Looking ahead, market participants will be closely watching the release of US Gross Domestic Product Annualized, Initial Jobless Claims, and the Philadelphia Fed Manufacturing Survey on Thursday. Australia’s preliminary Judo Bank Composite PMI improved to 47.4 from the previous reading of 46.2, with the Manufacturing PMI registering 47.8, a slight increase from the prior figure of 47.7, and the Services PMI growing to 47.6 compared to the previous reading of 46.0. Australia’s Consumer Inflation Expectations for December eased to 4.5% from the previous figure of 4.9%. The People’s Bank of China maintained its benchmark rate at 3.45% in its Interest Rate Decision released on Wednesday.

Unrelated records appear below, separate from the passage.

Issue #289, opened 2026-08-28
BackfillLowercaseEmails scans the whole users table at every startup, forever


leodip:
`commondb.BackfillLowercaseEmails` opens with `SELECT id, email FROM users` carrying no predicate,
filters the rows in Go, and runs at every authserver start through `runStartupDataTasks`. Once the
pass has converged it still reads every row of `users` on every boot to discover there is nothing
to do, and that cost grows with the table and never falls.

The doc comment on the function claims parity with the precedent it names, being "idempotent and
resumable, on `BackfillEncryptedOTPSecrets`' terms (#82)". That is true of the outcome and not of
the cost. `commondb/otp_backfill.go` filters with `sb.Where(sb.NotEqual("otp_secret", ""))`, so
once #82's pass has run its predicate matches nothing and the query is free. This one has no
predicate to become free.

The Go-side filter is correct and is not what should change. The reason it exists is SQLite:
`LOWER()` maps ASCII only through `modernc.org/sqlite`, so a stored `Ädmin@x.com` is not selected
by any `LOWER()`-based predicate there and would survive the pass untouched. That is the exact
defect #283 decision 13 closed by deciding the whole rule in Go.

What makes this a real question rather than a one-line fix: on MySQL, PostgreSQL and SQL Server the
collation is now case-sensitive and `LOWER()` is Unicode-aware, so `WHERE email <> LOWER(email)`
there is a correct **superset** of the rows the Go filter keeps, and it is empty once the pass has
converged. So the cheap remedy is a predicate on three engines and no predicate on the fourth,
which is a per-engine branch inside a pass whose entire design is that it does not have one. #283
decision 13 was answered **A**, "the data layer decides identity uniformly", by the repository
owner. Whether "uniformly" governs which rows are *selected* as well as how they are *decided* is
the question this issue is really asking, and it is the owner's.

Options, if it is worth doing at all:

- **A. Per-engine predicate.** `WHERE email <> LOWER(email)` on MySQL, PostgreSQL and SQL Server;
  the unfiltered scan on SQLite. Cheapest, and it introduces the engine branch decision 13 A reads
  against.
- **B. A converged marker.** A settings column recording that the pass has run to completion, so it
  is skipped entirely on later boots, following the shape of the one-shot data-key move. No engine
  branch, at the price of a migration and a column.
- **C. Leave it.** The scan is two columns and no join, so on any users table this software is
  plausibly deployed against it is milliseconds at boot and nothing else.

[...]

PR #382, opened 2026-09-19
refactor(data): move persistence to authserver, delete the 1.5.x startup conversions

### LINKED ISSUE #98: Drop the plaintext users.otp_secret column (follow-up to #82)

### LINKED ISSUE #262: Remove the two one-shot startup conversions in NewDatabase once the upgrade window allows
`data.NewDatabase` runs two **one-shot legacy conversions** on every boot. Both exist to carry a pre-1.6.0 database forward, both are permanent code paths today, and both can eventually be deleted. Filing this so the removal is remembered and so the condition that gates it is written down somewhere other than a conversation.

## The two

| | Where | What it converts | Guard |
|---|---|---|---|
| **A** | `CommonDatabase.ReencryptDataToNewKey`, `src/core/data/commondb/reencrypt.go` | the data-at-rest key historically stored in `settings.aes_encryption_key` into the `GOIABADA_AES_ENCRYPTION_KEY` environment key, encrypting the RSA private keys on the way and blanking the legacy column (#83) | runs only while `settings.AESEncryptionKeyLegacy` is 32 bytes |
| **B** | `CommonDatabase.BackfillEncryptedOTPSecrets`, `src/core/data/commondb/otp_backfill.go` | plaintext `users.otp_secret` into `users.otp_secret_encrypted`, blanking the plaintext as it goes (#82) | selects only rows whose plaintext is non-empty |

Each carries a `Database` interface entry, a one-line forwarder in each of `sqlitedb/user.go`, `mysqldb/user.go`, `postgresdb/user.go` and `mssqldb/user.go`, and a generated mock.

## Not a candidate, despite sitting between them

`RotateEncryptionKeyIfNeeded` reads as a third legacy conversion because it was added alongside A for the same issue. It is not one. It implements env-to-env key rotation: an operator sets `GOIABADA_AES_ENCRYPTION_KEY_PREVIOUS`, restarts, and the data re-encrypts to the current key. That is the documented way to rotate the key, so deleting it removes a feature. Recorded here because the resemblance is the trap.

## What gates the removal

Both shipped in **v1.6.0**, which is the current latest release. Removing either now breaks a direct **1.5.x to next** upgrade: a database coming from 1.5.2 still holds its data key in `settings.aes_encryption_key` and its TOTP secrets in plaintext, and would start against a binary with no path to convert either. A is worse than B in that state, since the server cannot decrypt anything at all.

So the gate is not elapsed time, it is a policy question the project has not written down:

- **If an upgrade must pass through 1.6.x**, both can go in the release after 1.6.x, and this issue is a small deletion.
- **If direct 1.5.x to N upgrades must keep working**, both stay until that guarantee is dropped, and the release notes need to say which versions you may skip.

Deciding that is most of the work here. Answer it first.

## When it is time

- [ ] Remove A, its `Database` entry, its four forwarders and its mock. The `settings.aes_encryption_key` column drop is a separate schema question, since a blanked column is harmless and dropping it breaks an older binary.
- [ ] Remove B, same five places. **#98 owns the other half of B**: dropping the plaintext `users.otp_secret` column, removing `models.User.OTPSecret` and simplifying the OTP helpers. That issue already records why the column outlived the backfill, that the Go backfill runs after SQL migrations and needs something to read from. Land them together or land #98 second, but do not let them drift.
- [ ] Leave `RotateEncryptionKeyIfNeeded` alone.
- [ ] State the supported upgrade path in the release notes, whichever way the policy lands.

## Why bother

Neither is expensive at runtime: A is skipped on a `len(...) == 32` check and B is one indexed-free scan of a small table, both once per boot. The cost is that they are permanent code with a per-engine forwarder each, they are read as current behaviour by anyone reading `NewDatabase`, and every release that keeps them makes the upgrade guarantee vaguer rather than clearer.

Severity: low, cleanup.

### LINKED ISSUE #359: [Core refactor 15/16] Move persistence contracts, models, common SQL, and startup data services to authserver

leodip:
Closes #359. Closes #262. Closes #98.

## What this does

Two changes, landed in this order.

**The deletion.** Goiabada 1.6.0 converts a 1.5.x database at first boot: it re-encrypts every
stored secret and signing key from the data key held in `settings.aes_encryption_key` to
`GOIABADA_AES_ENCRYPTION_KEY`, and it encrypts the plaintext TOTP seeds in `users.otp_secret`. Both
are permanent code that runs a check on every boot forever. Both are deleted here, along with the
column the second of them fed: migration `000048` drops `users.otp_secret` on all four engines and
`models.User.OTPSecret` goes with it. `runStartupDataTasks` keeps only its
`RotateEncryptionKeyIfNeeded` arm, which is the documented env-to-env rotation and not a legacy
conversion, and after this reads no settings at all.

**The move.** `core` stops holding persistence. The `Database` interface, its transaction contract,
`commondb`, the generated `Database` mock, the persistence models, the seeder and the console half
of audit logging all move under `authserver`:

| from | to |
|---|---|
| `core/auditlog` | folded into `authserver/internal/audit` |
| `core/data` | `authserver/internal/data` |
| `core/data/commondb` | `authserver/internal/data/commondb` |
| `core/data/mocks` | `authserver/internal/data/mocks` |
| `core/models` | `authserver/internal/models` |

The old packages are deleted rather than aliased: no forwarding shim and no new temporary exception
row in `ARCHITECTURE.md`.

## The rule this establishes

**An upgrade must pass through 1.6.x.** That policy did not exist before this change; it is what
makes deleting the two one-shot conversions safe, and it is stated in full under
*For the release notes* below.

## How it works

The move is a rename, and the compiler proves it. Every moved file keeps its contents, `git mv`
keeps its history, and the only edit inside them is the import block. A behaviour change hiding in
the import rewrites would have to compile, pass three module tiers, four data tiers and the
integration tier, and survive the architecture, slog, error, gofmt, mockery-pin and agent-document
guards, which between them read the import graph, the `core/constants` reference graph and the
generated artifacts. So the move adds no test of its own: what it changes is data those guards
already read.

The ordering is forced rather than chosen. `core` may not import `authserver`, so a package cannot
leave core while a package still in core imports it: `core/data` imports `commondb` at one line, so
the two leave together, and `commondb` imports `core/models` in 26 files, so `models` leaves after
them. `core/auditlog` imports none of them and is free.

The deletion goes first so it is reviewed against code sitting where a reviewer expects to find it,
and so that 314 lines about to be deleted never move at all.

The Go half of #98 is safe for a narrower reason: no production code reads or writes
`User.OTPSecret`. Its only two production writes are the blanking lines inside `SetOTPSecret` and
`ClearOTPSecret` themselves, and all four production call sites go through those helpers and
`GetOTPSecret`, whose signatures do not change. The real work is in the tests, where the integration
tier persisted both columns so a fixture could generate codes from the plaintext one; each of those
becomes a local variable carrying the seed.

### Stage 1: delete the two startup conversions and drop `users.otp_secret` (#262, #98)
**Landed** in `ff486cd9`.

Migration `000048` drops `users.otp_secret` on all four engines, and the four `schema.golden` files
are regenerated to exactly that: one column line out of each, plus the recorded version. The two
conversions leave the `Database` interface, the eight engine forwarders and the generated mock;
`commondb/otp_backfill.go` is deleted whole. `runStartupDataTasks` keeps only its rotation arm and
reads no settings at all, which a test asserts explicitly rather than leaving to the absence of a
line. `models.User.OTPSecret` goes with the column, along with 82 references across 21 test files.

`commondb/reencrypt.go` is refactored rather than deleted, which the plan review caught: that file
holds both entry points and every helper, and rotation *calls* the conversion's entry point, so
deleting it would have deleted the one documented env-to-env key rotation. `ReencryptDataToNewKey`
becomes the unexported `reencryptToKey`, and `reencryptAll` drops its
`UPDATE settings SET aes_encryption_key = ''` — that was the conversion's own bookkeeping, which
rotation only ever reached by sharing the helper.

The protected-column coverage moved rather than going with the deleted test. `reencrypt_test.go`
was the only test reaching four of the eight `aesProtectedColumns` entries whose re-keying code
stays, so `rotate_test.go` absorbed its fixture and is now the exhaustive table over all eight plus
the RSA PEM: each must decrypt under the new key and **no longer** under the retired one, which is
what catches a column dropped from an enumeration nothing derives. A new case pins the
plaintext-PEM canary failing closed — the one thing this change can state about a database that
never booted 1.6.x, since it ships no pre-flight.

Tiers: modules green (7799 passing); data green on **mysql, postgres, mssql and sqlite** (2462
passing), run on all four locally because this adds a migration; integration green on sqlite (1425
passing). Six mutations, all caught. The one that survived first is worth naming: it found that the
new migration test captured its "before" column shape by rolling back through the very `.down.sql`
it was checking, so property 3 compared the statement with itself and passed with the down
declaring `BLOB` instead of `TEXT`. Fixed by migrating forward to 000047 instead, and re-verified.

### Stage 2: fold `core/auditlog` into `authserver/internal/audit`
**Landed** in `3379826a`.

`core/auditlog` was 45 lines and one exported function, and it existed for a reason its own doc
comment stated: two callers on opposite sides of the module boundary, the auth server's
`AuditLogger` and an email-collision backfill in `core/data/commondb`, that could not share code
any higher up because core cannot import the auth server. #351 deleted that backfill, so one
production caller is left and this issue puts caller and callee in the same module. The package is
therefore folded in rather than moved one directory across, which is what lets
`slogRequestPathDirs` *lose* its `core/auditlog` entry instead of gaining a renamed one:
`authserver/internal/audit` is already in that list, so `TestSlogConvention` and
`AssertAuditLogContext` keep their coverage by construction.

`auditlog.go` and its five tests move by `git mv`, contents unchanged but for the package clause.
`LogToConsole` keeps its name and its export. The doc comment is rewritten rather than carried:
the "Two sites call this" paragraph has been false since #351, and what survives is why `details`
rides as an attribute value (#320 decision 7) and why it takes a context (#328).

Neither fixture plant was deleted. `slog_lint_test.go`'s follows the real fold to
`authserver/internal/audit/log_to_console.go`; `audit_context_lint_test.go`'s goes to
`core/sessionstore/aliased.go`, a core directory deliberately, since it is the tree's only refused
plant in a listed *core* directory and putting it beside the auth server's would have dropped that
half of the walk's coverage while the test stayed green. Both were mutation-tested by removing the
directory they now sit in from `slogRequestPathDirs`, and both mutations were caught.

Several Fed officials, including New York Fed President John Williams, San Francisco Fed President Mary Daly, and Chicago Fed President Austan Goolsbee, expressed skepticism about the market’s anticipation of a rate cut in March, cautioning that such predictions may be premature. In terms of housing data, US Housing Starts exceeded expectations at 1.56 million, while Building Permits slightly missed forecasts at 1.46 million, just below the expected 1.47 million.

NZDUSD Analysis:

NZDUSD is moving in the Descending channel and the market has reached the lower high area of the channel

NZDUSD is moving in the Descending channel and the market has reached the lower high area of the channel

The NZD Consumer Confidence data has seen an increase compared to the previous reading, and credit card spending surged by 3.3% in November, a significant improvement from the -2.8% recorded in October. As a result of this robust domestic data, the NZD Dollar strengthened against other currencies.

A resurgence in existing home sales and a substantial surge in consumer confidence are both encouraging indicators for the US economy. In November, the US Existing Home Sales Change demonstrated a significant monthly increase of 0.8%, reversing the previous month’s decline of 4.1%. Meanwhile, CB Consumer Confidence experienced substantial growth in December, surging from 101.0 to 110.07.

NZD Consumer Confidence data has seen an increase compared to the previous reading, and credit card spending surged by 3.3% in November

The fact that the US Dollar Index has declined despite higher Treasury yields suggests that investors are closely monitoring the Federal Reserve’s stance. It appears that the prevailing dovish sentiment regarding the trajectory of interest rates is impacting market sentiment. Currently, the DXY is trading lower around 102.40, while the yields on US 2-year and 10-year bonds are bidding at 4.38% and 3.88%, respectively.

On the New Zealand Dollar front, improved Consumer Confidence data on Wednesday provided support, bolstering the Kiwi against the US Dollar. Reserve Bank of New Zealand Governor Adrian Orr’s cautious approach and recognition of the challenges ahead, especially in the context of elevated inflation levels, highlight the complexities of navigating economic terrain. Additionally, on Thursday, Kiwi Credit Card Spending revealed a 3.3% increase in November, in contrast to the 2.8% decline seen in October. As for the United States, investors are awaiting the release of key data, including US Gross Domestic Product Annualized, Initial Jobless Claims, and the Philadelphia Fed Manufacturing Survey.